PR #135, opened 2022-01-13
Implement adding empty public partitions

### LINKED ISSUE #110: Adding missing public partitions
# Context

Atm public partition implementation is not complete. Filtering out partitions which are not in `public_partitions` is performed ([code](https://github.com/OpenMined/PipelineDP/blob/545166054b8ac1750dafa752165323b08ac7ee8e/pipeline_dp/dp_engine.py#L63)), but adding those public partitions which are not in data has not been implemented. This issue for implementing that.

# Design

Method [DPEngine.aggregate](https://github.com/OpenMined/PipelineDP/blob/545166054b8ac1750dafa752165323b08ac7ee8e/pipeline_dp/dp_engine.py#L43) does high-level management of the computation graph (contribution bounding, partition selection etc). The computation graph now is the following.

1. Drop non public partitions ([code](https://github.com/OpenMined/PipelineDP/blob/545166054b8ac1750dafa752165323b08ac7ee8e/pipeline_dp/dp_engine.py#L63))
2. Bound contributions (and aggregation per (**partition_key**, **privacy_id**))
3. Aggregation per **partition_key**.
4. Computing DP metrics.

 It looks like a pretty good place (please advice on better places if there are) to add missing public partition is between steps 2 and 3. We can merge (flatten) existed collection of (partition_key, acumulator) with (**public_partitions**, **accumulator_for_empty_set**). 

[aggregate_fn](https://github.com/OpenMined/PipelineDP/blob/545166054b8ac1750dafa752165323b08ac7ee8e/pipeline_dp/dp_engine.py#L60) should return **accumulator_for_empty_set** when called with **[]**.

miracvbasaran:
## Description
Fixes #110.

## Affected Dependencies
n/a

## How has this been tested?
- Unit tests
- movie ratings example

## Checklist

### DIFF
--- a/pipeline_dp/dp_engine.py
+++ b/pipeline_dp/dp_engine.py
@@ -91,6 +91,13 @@ class DPEngine:
         col = self._ops.map_tuple(col, lambda pid_pk, v: (pid_pk[1], v),
                                   "Drop privacy id")
         # col : (partition_key, accumulator)
+
+        if params.public_partitions:
+            col = self._add_empty_public_partitions(col,
+                                                    params.public_partitions,
+                                                    aggregator_fn)
+        # col : (partition_key, accumulator)
+
         col = self._ops.reduce_accumulators_per_key(
             col, "Reduce accumulators per partition key")
         # col : (partition_key, accumulator)
@@ -180,6 +187,19 @@ class DPEngine:
             f"Public partition selection: dropped non public partitions")
         return self._ops.map_tuple(col, lambda k, v: v, "Drop key")
 
+    def _add_empty_public_partitions(self, col, public_partitions,
+                                     aggregator_fn):
+        self._add_report_stage(
+            "Adding empty accumulators to public partitions and joining "
+            "them with accumulators from data")
+        empty_accumulators = self._ops.map(
+            public_partitions, lambda partition_key:
+            (partition_key, aggregator_fn([])))
+
+        return self._ops.flatten(
+            col, empty_accumulators,
+            "Join public partitions with partitions from data")
+
     def _bound_contributions(self, col, max_partitions_contributed: int,
                              max_contributions_per_partition: int,
                              aggregator_fn):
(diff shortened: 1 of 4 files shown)


tests/dp_engine_test.py
```diff
@@ -400,7 +400,7 @@ def test_aggregate_private_partition_selection_drop_many(self):
         # Most partition should be dropped by private partition selection.
         # This tests is non-deterministic, but it should pass with probability
         # very close to 1.
-        self.assertLess(len(col), 5)
+        self.assertLess(5, len(col))
```
miracvbasaran, line 403: "expected" first, then "actual"

pipeline_dp/dp_engine.py
```diff
@@ -180,6 +187,19 @@ def _drop_not_public_partitions(self, col, public_partitions,
             f"Public partition selection: dropped non public partitions")
         return self._ops.map_tuple(col, lambda k, v: v, "Drop key")
 
+    def _add_empty_public_partitions(self, col, public_partitions,
+                                     aggregator_fn):
+        self._add_report_stage(
+            "Adding empty accumulators to public partitions and joining "
```
dvadym, line 193: Those reports are for API users. Accumulators are not part of the API. 
Maybe something like that
"Adding empty partitions for those public partitions which are missing in data" 

Technically speaking right here we're doing in slightly different way, but it's equavalent. WDYT?

tests/dp_engine_test.py
dvadym: Thanks!

pipeline_dp/dp_engine.py
```diff
@@ -180,6 +187,19 @@ def _drop_not_public_partitions(self, col, public_partitions,
             f"Public partition selection: dropped non public partitions")
         return self._ops.map_tuple(col, lambda k, v: v, "Drop key")
 
+    def _add_empty_public_partitions(self, col, public_partitions,
+                                     aggregator_fn):
```
dvadym, line 191: Please add description to this function

dvadym (commented):
Thanks, it looks great! I left minor comments

pipeline_dp/pipeline_operations.py
```diff
@@ -86,6 +86,14 @@ def reduce_accumulators_per_key(self, col, stage_name: str):
         """
         pass
 
+    @abc.abstractmethod
+    def flatten(self, col1, col2, stage_name: str):
```
dvadym, line 90: The problem is that there are other PipelineOperations, and w/o implementaiton this method in them, they are abstract clasess which can't be created.

Please add this method in other PipelineOperations:

In MultiProcessPipelineOperations please use implementation from LocalPipelineOpeations

In SparkPipelineOperations please add this method with implementation
`raise NotImplementedException("...") `
I'll implement it
In Spark please

dvadym (approved):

^^^^

→ **INSTRUCTIONS TO FOLLOW**
Gather every line from the entries above where the word "flatten" appears, and copy them.

→ **SOLUTION FOR THIS TASK**
 It looks like a pretty good place (please advice on better places if there are) to add missing public partition is between steps 2 and 3. We can merge (flatten) existed collection of (partition_key, acumulator) with (**public_partitions**, **accumulator_for_empty_set**). 
+        return self._ops.flatten(
+    def flatten(self, col1, col2, stage_name: str):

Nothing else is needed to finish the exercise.